Xiaoli Liu, Diqun Xu, James R Hall, Sarah Ross, Shande Chen, Howe Liu, Robert T Mallet, Xiangrong Shi

Abstract

Cerebral vasodilation and increased cerebral oxygen extraction help maintain cerebral oxygen uptake in the face of hypoxemia. This study examined cerebrovascular responses to intermittent hypoxemia in eight healthy men breathing 10% O2 for 5 cycles, each 6 min, interspersed with 4 min of room air breathing. Hypoxia exposures raised heart rate (P<0.01) without altering arterial pressure, and increased ventilation (P<0.01) by expanding tidal volume.
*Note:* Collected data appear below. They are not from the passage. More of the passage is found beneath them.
PR #3639, opened 2024-05-23
feat(pii): Scrub arrays of 2 elements as key-value pairs

### LINKED ISSUE #2567: Scrub auth tokens anywhere
Currently we do not scrub bearer tokens everywhere, e.g.

```json
{
    "vars": {
        "headers": [
            ["authorization", "Bearer abc123"]
        ]
    }
}
```

We do not treat `["authorization", "Bearer abc123"]` as a key-value pair, so we scrub the _key_, but not the value (see [code](https://github.com/getsentry/relay/blob/c4c6fc6104be17b7f753134fea92c0354dc9164d/relay-pii/src/processor.rs#L326-L328)).

Possible solutions:

1. Redact `Bearer <hex>` anywhere in a string (as we do for credit card numbers).
2. Build a heuristic that treats list of pairs as key-value mappings.

iambriccardo:
This PR adds support for treating an array of arrays of length two as an object. This was done since headers and other pieces of data are commonly encoded in `[["key", "value"], ["key", "value"]]` and our previous logic was scrubbing each string value individually.

The algorithm works by figuring out if given an array, it is composed of multiple arrays of length two where each first component is a string and then fakes entering the first element of the array as the key of an object.

Closes: https://github.com/getsentry/relay/issues/2567


relay-pii/src/processor.rs
```diff
@@ -1598,4 +1630,113 @@ mod tests {
...
+                ]
+              }
+            })
+            .into(),
+        );
+
+        let mut processor = PiiProcessor::new(config.compiled());
+        process_value(&mut event, &mut processor, ProcessingState::root()).unwrap();
+
+        let vars = event
```
iambriccardo: Is there a better way?

relay-pii/src/processor.rs
```diff
@@ -101,6 +101,47 @@ impl<'a> Processor for PiiProcessor<'a> {
...
+                            key_name.as_str(),
+                            state.inner_attrs(),
+                            inner_value.value_type(),
+                        );
+
+                        let previous_meta = value[1].meta().clone();
+                        process_value(&mut value[1], self, &entered)?;
+                        // We check whether meta has changed from empty to non-empty in order to
+                        // understand if some rules matched downstream.
+                        if previous_meta.is_empty() && !value[1].meta().is_empty() {
```
iambriccardo: A better impl here would check for structural equivalence but we might gain some performance if we assume that metadata won't be there on an incoming annotated value. Maybe this assumption is totally wrong.

relay-pii/src/processor.rs
```diff
@@ -1598,4 +1639,223 @@ mod tests {
...
+        }
+    }
+
+    #[test]
+    fn test_tuple_array_scrubbed_with_string_selector_and_password_matcher() {
+        let config = serde_json::from_str::<PiiConfig>(
+            r##"
+                {
+                    "applications": {
+                        "$string": ["@password:remove"]
```
iambriccardo, line 1842: This rule `@password:remove` works by matching a key and then scrubbing the value, this is why it was put here.

jjbayer (commented):
We should try to get rid of the `.clone().into_value()` calls as they are potentially expensive. We should aim for a structure like this:

```rust
        match try_as_pairlist(value) {
            Ok(map) => self.process_map(value, meta, state),
            Err(_) => value.process_child_values(self, state)
        }
```

where `try_as_pairlist` would invoke another visitor i.e. processor that attempts to assemble a borrowing map view, and `process_map` is a generalization of the existing `process_object` that can handle any kind of map-like structure.

relay-pii/src/processor.rs
```diff
@@ -111,33 +111,39 @@ impl<'a> Processor for PiiProcessor<'a> {
...
-                        // `process_child_values`.
-                        let entered =
-                            state.enter_borrowed(key_name, state.inner_attrs(), value_type);
-
-                        processor::process_value(&mut value, self, &entered)?;
+                        // We enter the index of the array.
+                        let index_state = state.enter_index(index, state.inner_attrs(), value_type);
+                        // We enter the key of the first element of the array, since we treat it
+                        // as a pair.
+                        let key_state = index_state.enter_borrowed(
```
jjbayer: Why do we need to enter both by index _and_ by key? That seems semantically incorrect, because we want the same semantics for `[["a", 1], ["b": 2]]` as for `{"a": 1, "b": 2}`. With the current code, we treat the list like `[{"a": 1}, {"b": 2}]`.

See also https://github.com/getsentry/relay/blob/d812b633292b47950906de2df205c5a9324e4262/relay-pii/src/utils.rs#L28-L29

iambriccardo: Oh yeah, that's actually a good point. I mistakenly implemented it before. Good catch

relay-pii/src/processor.rs
```diff
@@ -101,6 +101,53 @@ impl<'a> Processor for PiiProcessor<'a> {
...
+    fn process_array<T>(
+        &mut self,
+        array: &mut Array<T>,
+        _meta: &mut Meta,
+        state: &ProcessingState<'_>,
+    ) -> ProcessingResult
+    where
+        T: ProcessValue,
+    {
+        if is_pairlist(array) {
```
Dav1dde, line 113: I prefer a design where the check already returns you a prepared datastructure to visit:

```rs
if let Some(pairlist) = Pairlist::try_from(array) {
    pairlist.visit(self)
} else {
   visit_children
}
```

relay-pii/src/processor.rs
```diff
@@ -489,6 +597,30 @@ mod tests {
         rv
     }
 
+    fn extract_vars(event: Option<&Event>) -> &FrameVars {
```
Dav1dde: Thought I've seen a helper macro for this already somewhere 🤔

relay-pii/src/processor.rs
```diff
@@ -1598,4 +1730,209 @@ mod tests {
...
+            (
+                r#"[["foo", "bar"], ["foo", {"nested": {"something": 1}}]]"#,
+                true,
+            ),
+        ] {
+            let v = Annotated::<Value>::from_json(case).unwrap();
+            let Annotated(Some(Value::Array(mut a)), _) = v else {
+                panic!()
+            };
+            assert_eq!(is_pairlist(&mut a), expected, "{}", case);
```
Dav1dde:
```suggestion
            assert_eq!(is_pairlist(&mut a), expected, "{case}");
```

relay-pii/src/processor.rs
iambriccardo: We would just pipe through the array since this check is not doing anything with the data structure itself.

jjbayer: Same here, this was the original design, but I didn't manage to create a lightweight (i.e. borrowing) pairlist from the visitor because the visitor (`process_string`) gets a string reference without a lifetime parameter. I'm still open to going that route though, either by changing the `Processor` framework to allow such a thing, or by simply accepting the cost and creating an owned `PairList` tentatively.

relay-pii/src/processor.rs
jjbayer: `get_value!`

iambriccardo: Amazing

relay-pii/src/snapshots/relay_pii__convert__tests__bearer_tokens_scrubbed.snap
```diff
@@ -13,7 +13,7 @@ expression: data
                 "request": {
                   "headers": [
                     [
-                      "[Filtered]",
+                      "AuthToken",
```
iambriccardo, line 16: The first element is now kept since we treat is as a key.

relay-pii/src/convert.rs
```diff
@@ -1656,4 +1656,45 @@ THd+9FBxiHLGXNKhG/FRSyREXEt+NyYIf/0cyByc9tNksat794ddUqnLOg0vwSkv
...
+                                            "request": {
+                                                "headers": [
+                                                    [
+                                                        "secret",
+                                                        "A1BBC234QWERTY0987MNBV012765HJKL"
+                                                    ],
+                                                    [
+                                                        "passwd",
+                                                        "my_password"
+                                                    ]
```
jjbayer: Can we split this up to test both the key-detection and the value detection?

```suggestion
                                                    [
                                                        "passwd",
                                                        "asdf123"
                                                    ],
                                                    [
                                                        "something_else",
                                                        "my_password"
                                                    ]
```

relay-pii/src/processor.rs
```diff
@@ -202,6 +244,69 @@ impl<'a> Processor for PiiProcessor<'a> {
...
+        value: &mut Array<T>,
+        _meta: &mut Meta,
+        state: &ProcessingState<'_>,
+    ) -> ProcessingResult
+    where
+        T: ProcessValue,
+    {
+        self.is_pair = state.depth() == 0 && value.len() == 2;
+        if self.is_pair {
+            let value_type = ValueType::for_field(&value[0]);
```
jjbayer:
```suggestion
            let key_type = ValueType::for_field(&value[0]);
```

CHANGELOG.md
```diff
@@ -1,5 +1,11 @@
 # Changelog
 
+## Unreleased
+
+**Internal**:
+
+- Allow treating arrays of two elements as key-value pairs during PII scrubbing. ([#3639](https://github.com/getsentry/relay/pull/3639))
```
jjbayer: I would move this to features because it's something users are interested in.

```suggestion
- Treat arrays of pairs as key-value mappings during PII scrubbing. ([#3639](https://github.com/getsentry/relay/pull/3639))
```

relay-pii/src/processor.rs
```diff
@@ -202,6 +244,69 @@ impl<'a> Processor for PiiProcessor<'a> {
     }
 }
 
+#[derive(Default)]
+struct PairListProcessor {
```
jjbayer, line 248:
```suggestion
/// Checks whether an array is a pair with a string key.
struct PairCheck {
```

jjbayer (approved):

Arterial oxygen saturation (SaO2) and cerebral tissue oxygenation (ScO2) fell (P<0.01) less appreciably in the first bout (from 97.0±0.3% and 72.8±1.6% to 75.5±0.9% and 54.5±0.9%, respectively) than the fifth bout (from 94.9±0.4% and 70.8±1.0% to 66.7±2.3% and 49.2±1.5%, respectively). Flow velocity in the middle cerebral artery (VMCA) and cerebrovascular conductance increased with decreases in SaO2 and ScO2 in a sigmoid fashion. These stimulus-response curves shifted leftward and upward from the first to the fifth hypoxia bouts; thus, the centering points fell from 79.2±1.4 to 74.6±1.1% (P=0.01) and from 59.8±1.0 to 56.6±0.3% (P=0.002), and the minimum VMCA increased from 54.0±0.5 to 57.2±0.5 cm•s(-1) (P=0.0001) and from 53.9±0.5 to 57.1±0.3 cm•s(-1) (P=0.0001) for the SaO2-VMCA and ScO2-VMCA curves, respectively. Cerebral oxygen extraction increased from pre-hypoxia 0.22±0.01 to 0.25±0.02 in minute 6 of the first hypoxia bout, and remained elevated at 0.25±0.01 - 0.27±0.01 throughout the fifth hypoxia bout. These results demonstrate that cerebral vasodilation combined with enhanced cerebral oxygen extraction fully compensated for decreased oxygen content during acute, cyclic hypoxemia.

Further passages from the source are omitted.